> **Exercise prompt**
Which lines below contain "tried"? Pull them out.

● ● ● ● ● ● ●

PR #844, opened 2024-10-17
Loading of MAD and Elegant files

lfarv:
The processing of MAD files is improved:
#### 2. handling of deferred assignments:
deferred assignments are correctly handled when MAD parameters are interactively modified. Example:
assuming an input files containing:
```
QF:  QUADRUPOLE,  L=0.5,  K1:=KQF
KQF = 0.75
```
And the following PyAT commands:
```python
>>> parser = MadxParser()
>>> parser.parse_files(input_file)      # Read the input file and fill the database
>>> parser["KQF"]                       # Look at the initial value of KQF
0.75
>>> ring1 = parser.lattice(use="RING")  # Generate a 1st lattice with KQF == 0.75
>>> parser["KQF"] = 0.8                 # Modify the value of KQF
>>> parser["KQF"]                       # check the modified value of KQF
0.8
>>> ring2 = parser.lattice(use="RING")  # Generate another lattice with KQF == 0.8
```
One can now interactively modify any parameter, and the updated values will be taken into account when generating lattices.
With this, one can automatise the generation of AT lattices with variable conditions. Note however that this is much slower than using AT `Variable` objects when it is possible.

In the present state, MAD format may be used as a native input format for PyAT.


lfarv:
Parsing of Elegant files is also rebuilt and should now be fully compliant with the Elegant reference.

swhite2401:
@lfarv, what you propose is to have an object `parser` that contains all the lattice information including the so called deferred variables. 
However everytime you change a parameter in this parser object you need to instantiate a new ring so in effect it is the same as changing the MADX input file, is that correct?

lfarv:
@swhite2401 : you are right, the parser is just an image in memory of the MAD-X file, as it is already the case in the present version. So after modifying a variable, you need indeed to instantiate a new ring (like you need to call the "USE" command in MAD) to take new values into account. But:
1. This is much faster than parsing again a new MAD file: the interpretation of the MAD syntax is complicated and is done once for ever,
2. It's much easier to change programmatically a variable in the parser than to modify a text file.

The new point in this version is that the expansion of deferred variables was previously done while parsing the file, while it is now done when the variable is used (as in MAD). So in the previous version, modifying parameters had no interest.

Note that in simple cases, the `load_madx` function does everything in one command (parsing and instantiating the lattice). Accessing the parser gives more flexibility, like generating several lattices from different SEQUENCES (already possible in the present version), or modifying variables (now possible with this version), without reading the file again.

simoneliuzzo:
I may test the mad files, but I have no elegant files. May @carmignani has an elegant file we could use as test?

simoneliuzzo:
Dear @lfarv,

in this branch it is now possible to save mad and elegant files? This would bring a full omni-directional converter feature to pyAT!

I will try the features added in this branch.

best regards
Simone

lfarv:
@simoneliuzzo: You noticed the new feature even before I mentioned it ! Yes, you are right, both loading and saving are now available. I still need to document the limitations on saving (limited to elements available on both sides, tilt not yet taken into account…), but I tested on a few files that when loading a MAD (or elegant) file, and then saving it back to MAD, the resulting file is of course completely different from the initial one, but MAD gives identical results.

However, this needs to be tried on many files. I have about 10 MAD test files and ~5  elegant files. Every test you can perform is welcome, and is likely to show some problems, which will have to be fixed step by step. The code is simple and flexible enough so that should be easy.

simoneliuzzo:
Dear @lfarv,

I tested `load_madx`, `load_mad8`, `save_elegant` and `load_elegant` and they work as expected, producing identical phase space pictures. Assuming it is a complicated case, I used the FCC-ee lattice for test. 

I tested also on EBS lattices, that I thought simpler. In fact the lattice I chose has bpms names "BPM_C03-08" and I think those are source of an issue for `load_elegant` and generate the error:
"SyntaxError: leading zeros in decimal integer literals are not permitted; use an 0o prefix for octal integers"

load_madx and load_mad8 work as expected.

I understood from the output that the `save_madx`, `_mad8` and `_elegant` functions use of the `RingParam` element name for the lattice variable. This may be added in the documentation, or in a printed message. 

Some additional help in the load / save methods could be nice.

I am unable to test if the elegant files produced by AT are usable in elegant

lfarv:
@simoneliuzzo : Excellent, thanks a lot ! Can you post the lattice file with problems ?

> I understood from the output that the save_madx, _mad8 and _elegant functions use of the RingParam element name for the lattice variable

`RingParam` in python ? We use the `name` attribute of the `Lattice` object, which you can modify at any time. Does'n it make sense ? Anyway, I have to write the documentation…

simoneliuzzo:
Dear @lfarv,

if you have access to ESRF's machfs, those are the lines I am running: 
 
r_at = at.load_lattice('/machfs/liuzzo/EBS/S28F/LATTICE/AT/S28F.mat', mat_key='LOW_EMIT_RING_INJ')
    at.save_madx(r_at, filename='/machfs/liuzzo/accelerator_toolbox_tests/python/load_save_mad_elegant/S28F_save_madx.mdx')
    r_madx = at.load_madx('/machfs/liuzzo/accelerator_toolbox_tests/python/load_save_mad_elegant/S28F_save_madx.mdx', use='EBS', strict=False)
    at.save_mad8(r_at, filename='/machfs/liuzzo/accelerator_toolbox_tests/python/load_save_mad_elegant/S28F_save_madx.md8')
    r_mad8 = at.load_mad8('/machfs/liuzzo/accelerator_toolbox_tests/python/load_save_mad_elegant/S28F_save_madx.md8', use='EBS', strict=False)
    at.save_elegant(r_at, filename='/machfs/liuzzo/accelerator_toolbox_tests/python/load_save_mad_elegant/S28F_save_ele.lte')
    r_elegant = at.load_elegant('/machfs/liuzzo/accelerator_toolbox_tests/python/load_save_mad_elegant/S28F_save_ele.lte', use='EBS', strict=False)

simoneliuzzo:
Dear @lfarv,

I have repeated the tests for EBS. now the elegant converted file works.

The NumIntSteps information is apparently lost in the translation, I think this is due to elegant and mad not storing this information at element level. I fixed the values to 20 for all lattices.

All the translated lattices reloaded in AT show a common slight deviation from the original file:

Screenshot 2024-11-14 at 12 31 43

Screenshot 2024-11-14 at 12 31 37

I tried comparing the json files, but I could not spot the difference.

lfarv:
@swhite2401, @simoneliuzzo : The documentation is now improved: can you look [here](https://at.readthedocs.io/en/load-madx/p/api/at.load.mad8.html#module-at.load.mad8) and give your comments?
I think everything is now ready!

simoneliuzzo:
Dear @lfarv,

documentation looks very nice! Thank you!

the mad8 documentation refers to the MADX. This is ok for me.
For elegant and tracy there is not much detail instead.

best regards
simone

simoneliuzzo (approved):

lfarv:
@simoneliuzzo:
I corrected the documentation for Elegant, masked some private methods and classes, and added a link in the "How to" menu (in the left column).
But I have to ask you to approve again… Sorry.

Concerning tracy, I have not touched the existing code at all and I do not know if it's working, but to work on it, I need some tracy documentation and examples, which I could not find. If someone has a link, tell ne

simoneliuzzo (approved):

Issue #841, opened 2024-10-08
Possible Bug in random generators


swhite2401:
In #840 a bug with random generators was reported and fixed at the python level. 
The issue reported was that `ohmi_envelope()` would exist with a segmentation fault when an element with random number is present in the lattice, this issue appeared in #737.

● ● ● ● ● ● ●

> **Output below**
However, this needs to be tried on many files. I have about 10 MAD test files and ~5  elegant files. Every test you can perform is welcome, and is likely to show some problems, which will have to be fixed step by step. The code is simple and flexible enough so that should be easy.
I tried comparing the json files, but I could not spot the difference.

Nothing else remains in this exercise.